PR #344, opened 2024-09-11
Globally set RDKit to include all properties when pickling an RDKit Mol

### LINKED ISSUE #322: RDKit `Mol` doesn't preserve atom properties when pickled; impacts `ExplicitMoleculeComponent` and subclasses
Although we typically serialize `GufeTokenizable`s to `dict`, `keyed_dict`, or `KeyedChain` forms turned to JSON, it can also be convenient to pickle these objects in certain cases. When using `multiprocessing`, for example, `GufeTokenizable`s passed as arguments to functions executed on other processes are typically pickled/unpickled as the serialization approach.

This presents an issue for `ExplicitMoleculeComponent`s: RDKit `Mol` objects do not by default include atom properties when pickled (https://github.com/rdkit/rdkit/issues/6573#issuecomment-1781734093). This behavior causes issues especially for preserving partial charges, since we use RDKit `Mol` properties for holding on to these.

It's possible to change this behavior globally for RDKit with:
```python
from rdkit import Chem
Chem.SetDefaultPickleProperties(Chem.PropertyPickleOptions.AllProps)
```

Should we set this within `gufe` so as to avoid this issue across the board, or will this have undesirable consequences?

dotsdl:
Closes #322.


IAlibay (commented):
I would like to see more tests on this please - it's not immediately clear to me that this doesn't change the behaviour and I would like to be sure it doesn't.

IAlibay (changes requested):
Meant this as a request changes.

IAlibay (approved):
@dotsdl I think we can go with this one, but it would be good to a) make sure we aren't creating big file (especially with ProteinComponents) - I could see this becoming an issue when you have large PDBs (maybe a fully solvated system?), b) it doesn't break any backwards compatibility.

I'm not 100% sure on the latter, it _shouldn't_ have an impact, but we'd need some kind of migration test (maybe something you already do in alchemiscale?). The former should be easy, we can take a big PDB file, serialize it, and see what breaks?

dotsdl:
@IAlibay thanks for this! This should have no impact on files, since we don't/can't support pickle files as a stable form of serialization written to disk. It is important, however, when using tools like `multiprocessing.ProcePool`, `concurrent.futures.ProcessPoolExecutor`, or `dask.distributed`, as these often rely on pickling for transmission of Python objects between processes.

dotsdl:
As an alternative, we could switch `ExplicitMoleculeComponent` to use `PropertyMol` instead of `Mol` as the class for its `_rdkit` attribute. That will always serialize its properties, and avoids us setting this behavior globally on `rdkit` itself for all `Mol` objects in the Python session.

gufe/components/explicitmoleculecomponent.py
```diff
@@ -9,6 +9,10 @@
 # typing
 from ..custom_typing import RDKitMol
 
+# globally set RDKit to include all properties when pickling an RDKit Mol
+# see issue #322: https://github.com/OpenFreeEnergy/gufe/issues/322
```
IAlibay, line 13: Can you add a pickle test please? If that's the use case we're targeting then we should have a test for it.

IAlibay (changes requested):
Probably needs a test.

gufe/components/explicitmoleculecomponent.py
dotsdl: Will do! Good call.

dotsdl:
I will add a test and a logger warning to the global settings change, and draft a follow-up issue proposing the use of `PropertyMol`s instead as a less-global, more targeted solution.

dotsdl:
@IAlibay this is ready for another review. Instead of setting global state, we decided to only issue a warning when pickling is attempted on an `ExplicitMoleculeComponent` and the `rdkit` pickle behavior is not set to preserve all properties.

IAlibay (approved):
Lgtm @dotsdl - however does it truly close #322? As in that issue remains active, would it be worth keeping it open?

dotsdl:
@IAlibay I'm in favor of letting this PR close #322, since it amounts to our answer to that issue at this time. If this problem rears its head again, we can consider another approach and reopen #322.

dotsdl:
pre-commit.ci autofix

YOUR ASSIGNMENT: Exactly how many lines in the material above mention the word "PropertyMol"? Give the number and nothing besides.

SOLUTION: 2